Each record below is to be set down again precisely.

## EXTRACTED ENTRIES
━━━━

PR #99, opened 2016-05-08
Implemented Mutator API

simondel:
I have finished implementing the Mutator API.

All `Mutation` classes are now `Mutator` classes.
The `Mutator` class is now called `MutatorOrchestrator`.

A Mutator now has to return a list of `ESTree.Node` objects, each of which has an ID (see: *src/api/mutant/StrykerNode.ts*). The `MutatorOrchestrator` now creates the `Mutants` instead of handing this task to the `Mutators`.

Mutators can return a **childnode** of the `Node` they received. This is already done in the `RemoveConditionalsMutator`.

I have also added a Mutator(see: *src/mutators/BlockStatementMutator.ts*) from grunt-mutation-testing which removes the entire content of a block-statement. This includes function definitions.


customTyping/escodegen.d.ts
```diff
@@ -0,0 +1,145 @@
+
+declare module 'escodegen' {
```
nicojs: Can you also make a PR for this in the DefinitelyTyped repo? That way we can remove this in the future.

src/MutatorOrchestrator.ts
```diff
@@ -28,24 +29,22 @@ export default class Mutator {
...
+    let mutants: Mutant[] = [];
 
-    _.forEach(sourceFiles, (sourceFile: string) => {
+    sourceFiles.forEach((sourceFile: string) => {
       try {
-        var fileContent = fileUtils.readFile(sourceFile);
-        var abstractSyntaxTree = parserUtils.parse(fileContent);
-        var nodes = parserUtils.getNodesWithType(abstractSyntaxTree, types);
-        var newMutants = this.findMutants(sourceFile, fileContent, abstractSyntaxTree, nodes);
+        let fileContent = fileUtils.readFile(sourceFile);
```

━━━━

## EXERCISE RESULT
PR #99, opened 2016-05-08
Implemented Mutator API

simondel:
I have finished implementing the Mutator API.

All `Mutation` classes are now `Mutator` classes.
The `Mutator` class is now called `MutatorOrchestrator`.

A Mutator now has to return a list of `ESTree.Node` objects, each of which has an ID (see: *src/api/mutant/StrykerNode.ts*). The `MutatorOrchestrator` now creates the `Mutants` instead of handing this task to the `Mutators`.

Mutators can return a **childnode** of the `Node` they received. This is already done in the `RemoveConditionalsMutator`.

I have also added a Mutator(see: *src/mutators/BlockStatementMutator.ts*) from grunt-mutation-testing which removes the entire content of a block-statement. This includes function definitions.


customTyping/escodegen.d.ts
```diff
@@ -0,0 +1,145 @@
+
+declare module 'escodegen' {
```
nicojs: Can you also make a PR for this in the DefinitelyTyped repo? That way we can remove this in the future.

src/MutatorOrchestrator.ts
```diff
@@ -28,24 +29,22 @@ export default class Mutator {
...
+    let mutants: Mutant[] = [];
 
-    _.forEach(sourceFiles, (sourceFile: string) => {
+    sourceFiles.forEach((sourceFile: string) => {
       try {
-        var fileContent = fileUtils.readFile(sourceFile);
-        var abstractSyntaxTree = parserUtils.parse(fileContent);
-        var nodes = parserUtils.getNodesWithType(abstractSyntaxTree, types);
-        var newMutants = this.findMutants(sourceFile, fileContent, abstractSyntaxTree, nodes);
+        let fileContent = fileUtils.readFile(sourceFile);
```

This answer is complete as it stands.